» **HOW TO COMPLETE THIS TASK**:
Copy every line of the material below exactly.

» **INFORMATION**:
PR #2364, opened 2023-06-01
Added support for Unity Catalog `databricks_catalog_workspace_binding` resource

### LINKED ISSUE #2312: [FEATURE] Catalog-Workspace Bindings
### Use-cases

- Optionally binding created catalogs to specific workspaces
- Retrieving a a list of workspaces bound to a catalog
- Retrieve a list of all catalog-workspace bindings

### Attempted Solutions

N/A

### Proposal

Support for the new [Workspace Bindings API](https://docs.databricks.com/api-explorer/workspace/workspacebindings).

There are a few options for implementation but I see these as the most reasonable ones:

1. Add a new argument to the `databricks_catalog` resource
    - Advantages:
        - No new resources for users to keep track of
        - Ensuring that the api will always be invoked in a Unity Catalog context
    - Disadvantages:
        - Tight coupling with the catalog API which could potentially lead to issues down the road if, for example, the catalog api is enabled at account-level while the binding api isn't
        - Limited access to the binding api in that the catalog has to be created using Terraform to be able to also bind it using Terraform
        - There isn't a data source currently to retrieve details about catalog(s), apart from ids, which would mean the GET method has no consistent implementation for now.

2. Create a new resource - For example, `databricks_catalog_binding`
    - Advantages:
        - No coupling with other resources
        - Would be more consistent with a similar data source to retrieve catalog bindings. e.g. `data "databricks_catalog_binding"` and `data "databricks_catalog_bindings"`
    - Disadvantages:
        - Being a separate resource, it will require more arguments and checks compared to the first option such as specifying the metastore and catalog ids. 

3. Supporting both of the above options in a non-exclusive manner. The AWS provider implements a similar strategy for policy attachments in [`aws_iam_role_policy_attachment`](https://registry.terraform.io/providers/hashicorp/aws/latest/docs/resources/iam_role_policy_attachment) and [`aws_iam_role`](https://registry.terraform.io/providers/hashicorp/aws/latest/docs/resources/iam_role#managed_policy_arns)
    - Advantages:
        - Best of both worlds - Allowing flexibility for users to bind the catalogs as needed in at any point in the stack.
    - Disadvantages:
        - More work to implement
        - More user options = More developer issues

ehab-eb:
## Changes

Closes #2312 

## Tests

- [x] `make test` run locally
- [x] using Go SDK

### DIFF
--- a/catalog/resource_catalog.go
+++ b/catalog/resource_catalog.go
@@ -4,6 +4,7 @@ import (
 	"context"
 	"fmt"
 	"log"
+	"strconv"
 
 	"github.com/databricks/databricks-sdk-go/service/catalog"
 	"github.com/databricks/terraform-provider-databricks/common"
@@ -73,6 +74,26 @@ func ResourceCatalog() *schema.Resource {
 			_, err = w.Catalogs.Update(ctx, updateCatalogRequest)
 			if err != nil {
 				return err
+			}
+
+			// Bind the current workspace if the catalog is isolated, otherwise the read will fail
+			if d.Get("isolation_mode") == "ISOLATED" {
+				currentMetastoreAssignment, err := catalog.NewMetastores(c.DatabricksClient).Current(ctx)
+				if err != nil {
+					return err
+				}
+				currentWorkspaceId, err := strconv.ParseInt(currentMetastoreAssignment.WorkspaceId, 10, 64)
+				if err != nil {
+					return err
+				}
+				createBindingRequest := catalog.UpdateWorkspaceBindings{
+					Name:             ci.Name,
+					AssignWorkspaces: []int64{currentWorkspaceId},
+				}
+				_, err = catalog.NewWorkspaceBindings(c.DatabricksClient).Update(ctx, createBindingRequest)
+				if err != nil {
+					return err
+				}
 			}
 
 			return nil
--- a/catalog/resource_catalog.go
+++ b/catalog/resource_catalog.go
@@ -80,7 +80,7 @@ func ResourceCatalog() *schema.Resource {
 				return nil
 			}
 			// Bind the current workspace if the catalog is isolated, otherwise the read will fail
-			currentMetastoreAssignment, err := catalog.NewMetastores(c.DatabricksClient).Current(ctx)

» **COMPLETED TASK**:
PR #2364, opened 2023-06-01
Added support for Unity Catalog `databricks_catalog_workspace_binding` resource

### LINKED ISSUE #2312: [FEATURE] Catalog-Workspace Bindings
### Use-cases

- Optionally binding created catalogs to specific workspaces
- Retrieving a a list of workspaces bound to a catalog
- Retrieve a list of all catalog-workspace bindings

### Attempted Solutions

N/A

### Proposal

Support for the new [Workspace Bindings API](https://docs.databricks.com/api-explorer/workspace/workspacebindings).

There are a few options for implementation but I see these as the most reasonable ones:

1. Add a new argument to the `databricks_catalog` resource
    - Advantages:
        - No new resources for users to keep track of
        - Ensuring that the api will always be invoked in a Unity Catalog context
    - Disadvantages:
        - Tight coupling with the catalog API which could potentially lead to issues down the road if, for example, the catalog api is enabled at account-level while the binding api isn't
        - Limited access to the binding api in that the catalog has to be created using Terraform to be able to also bind it using Terraform
        - There isn't a data source currently to retrieve details about catalog(s), apart from ids, which would mean the GET method has no consistent implementation for now.

2. Create a new resource - For example, `databricks_catalog_binding`
    - Advantages:
        - No coupling with other resources
        - Would be more consistent with a similar data source to retrieve catalog bindings. e.g. `data "databricks_catalog_binding"` and `data "databricks_catalog_bindings"`
    - Disadvantages:
        - Being a separate resource, it will require more arguments and checks compared to the first option such as specifying the metastore and catalog ids. 

3. Supporting both of the above options in a non-exclusive manner. The AWS provider implements a similar strategy for policy attachments in [`aws_iam_role_policy_attachment`](https://registry.terraform.io/providers/hashicorp/aws/latest/docs/resources/iam_role_policy_attachment) and [`aws_iam_role`](https://registry.terraform.io/providers/hashicorp/aws/latest/docs/resources/iam_role#managed_policy_arns)
    - Advantages:
        - Best of both worlds - Allowing flexibility for users to bind the catalogs as needed in at any point in the stack.
    - Disadvantages:
        - More work to implement
        - More user options = More developer issues

ehab-eb:
## Changes

Closes #2312 

## Tests

- [x] `make test` run locally
- [x] using Go SDK

### DIFF
--- a/catalog/resource_catalog.go
+++ b/catalog/resource_catalog.go
@@ -4,6 +4,7 @@ import (
 	"context"
 	"fmt"
 	"log"
+	"strconv"
 
 	"github.com/databricks/databricks-sdk-go/service/catalog"
 	"github.com/databricks/terraform-provider-databricks/common"
@@ -73,6 +74,26 @@ func ResourceCatalog() *schema.Resource {
 			_, err = w.Catalogs.Update(ctx, updateCatalogRequest)
 			if err != nil {
 				return err
+			}
+
+			// Bind the current workspace if the catalog is isolated, otherwise the read will fail
+			if d.Get("isolation_mode") == "ISOLATED" {
+				currentMetastoreAssignment, err := catalog.NewMetastores(c.DatabricksClient).Current(ctx)
+				if err != nil {
+					return err
+				}
+				currentWorkspaceId, err := strconv.ParseInt(currentMetastoreAssignment.WorkspaceId, 10, 64)
+				if err != nil {
+					return err
+				}
+				createBindingRequest := catalog.UpdateWorkspaceBindings{
+					Name:             ci.Name,
+					AssignWorkspaces: []int64{currentWorkspaceId},
+				}
+				_, err = catalog.NewWorkspaceBindings(c.DatabricksClient).Update(ctx, createBindingRequest)
+				if err != nil {
+					return err
+				}
 			}
 
 			return nil
--- a/catalog/resource_catalog.go
+++ b/catalog/resource_catalog.go
@@ -80,7 +80,7 @@ func ResourceCatalog() *schema.Resource {
 				return nil
 			}
 			// Bind the current workspace if the catalog is isolated, otherwise the read will fail
-			currentMetastoreAssignment, err := catalog.NewMetastores(c.DatabricksClient).Current(ctx)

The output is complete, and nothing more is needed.